I have tried it and it is Fantastic!!
It's not greasy and smells so yummy. I smooth a bit through my hair and it makes it look so lush and shiny. Whenever my tips are in need of some love i put it on, and it takes that crunchy frazzled look away!
I also condition my hair with it before i dye it, and add some into my dye mixture. It's supposed to help your hair adsorb the dye better, make the colour richer, last longer and do less damage to your hair during the dying process.

i got it at a salon (in montreal), but i think you can get it on folica.


----------



## LeeleeBell (Jul 28, 2009)

Moroccan Oil is awesome, especially if you have dry/processed hair. It leaves my hair soft and shiny. But just a warning, a little goes a long way 
	

	
	
		
		

		
			





 My salon does carry it...so try looking in another salon maybe? Otherwise try to find it online or at a beauty supply.


----------



## dirtball (Aug 17, 2009)

morrocanoil is amazing. rough dry your hair to about 75 percent dry, put a dime size amount through shoulder or above length hair, a big nickel sized amount through long hair evenly distributed starting on the ends and putting the least on your roots. this product is meant to be blow dried, and in fact speeds up your blow dry by 40%. adds shine, reduces frizz, smells fantastic, is kinda expensive, but when youre using such a small amount itll last a while. once your hair is dry you can put a teeny bit more on just to smooth over anything that didnt defrizz with your blowdry. teeny bit as in put the bottle against your hand and just let the oil touch your hand, dont pour it out. 

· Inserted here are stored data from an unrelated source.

PR #8540, opened 2025-01-30
[shared_preferences] Fix a late initialized error with the example app

kenzieschmoll:
The `_counter` future was throwing a late initialization error because it was accessed from the `FutureBuilder` in `build()` before it was initialized. This adds a completer `_preferencesReady` that we wait for before trying to build the `FutureBuilder` for `_counter`.


kenzieschmoll:
I wasn't sure if I needed to update the pubspec version because I added a changelog entry. Happy to revert the pubspec change if need be, just let me know.

tarrinneal:
I'm not 100% sure, but I think this does need a version change. You should check out the changelog style guide. https://github.com/flutter/flutter/blob/master/docs/ecosystem/contributing/README.md#changelog-style

packages/shared_preferences/shared_preferences/CHANGELOG.md
```diff
@@ -1,3 +1,7 @@
+## 2.5.2
+
+* Fixed a bug in the example app.
```
tarrinneal, line 3: `Fixes`

packages/shared_preferences/shared_preferences/example/test/example_app_test.dart
```diff
@@ -0,0 +1,25 @@
+// Copyright 2013 The Flutter Authors. All rights reserved.
+// Use of this source code is governed by a BSD-style license that can be
+// found in the LICENSE file.
+
+import 'package:flutter_test/flutter_test.dart';
+import 'package:shared_preferences_example/main.dart';
+import 'package:shared_preferences_platform_interface/shared_preferences_async_platform_interface.dart';
+
+import '../..//test/shared_preferences_async_test.dart';
```
tarrinneal, line 9: Not sure if the `//` is intentional, but I don't think it's necessary

tarrinneal (approved):
Just this tense change in the changelog and then it's good to land

stuartmorgan:
From triage: Is fixing the failing unit test on your radar?

stuartmorgan:
From triage: @kenzieschmoll Ping on the status of this PR?

packages/shared_preferences/shared_preferences/example/test/example_app_test.dart
```diff
@@ -23,3 +24,100 @@ void main() {
     });
   });
 }
+
+// Note: this code is duplicated in
+// shared_preferences/test/shared_preferences_async_test.dart. Since we cannot
+// import the relative path ../../test/shared_preferences_async_test.dart on the
+// web platform, we had to copy it here for use in this test library.
```
tarrinneal, line 31: Is there a way to put this code somewhere that can be imported in both locations that isn't exported to users?

kenzieschmoll: Short of creating a shared package for testing utilities, I'm not sure how else to share this code.

I'm not entirely sure why the relative path can be imported successfully from a test for native platforms but not for the web platform. CC @jakemac53 do you know if this behavior is expected from the test package for this case? 

Another option is to add `TestOn('vm')` here so that this test does not run for the web platform.

jakemac53: This is expected yes, the way apps are hosted on the web we have no way to access URIs outside of the package.

The "root" of the server is either the test directory or the package directory (can't remember which), so you can only access things from the current package and then package: URIs (via synthetic /packages/ paths).

jakemac53: These sorts of relative paths also really shouldn't be used anyways, they can easily be broken (that file could have dependencies you don't have for instance).

The solution is a shared testing package (no need to publish it).

kenzieschmoll: @tarrinneal are you okay landing this with a todo to create a shared testing package or do we need to do that as part of this PR?

4rthurmonteiro:
this pr closes https://github.com/flutter/flutter/issues/164949 ?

moroccanoil is its own company, its not made by a big name like paul mitchell or tigi or something, so its not in a lot of salons. my salon in massachusetts sells the big bottle for $43 and a little baby sized bottle for $13 which is great for trying it out.


----------



## Kitty* (Aug 17, 2009)

i have fine hair, and its in decent condition, but my hair hates this stuff, i use a dime sized amount and it makes my hair feel gross. thats my hair tho, and i know alot of ppl with over processed hair who love it, depending on what you have access to, i got a tiny bottle of it for a dollar (i used it for 2 weeks straight and still have 3/4 left)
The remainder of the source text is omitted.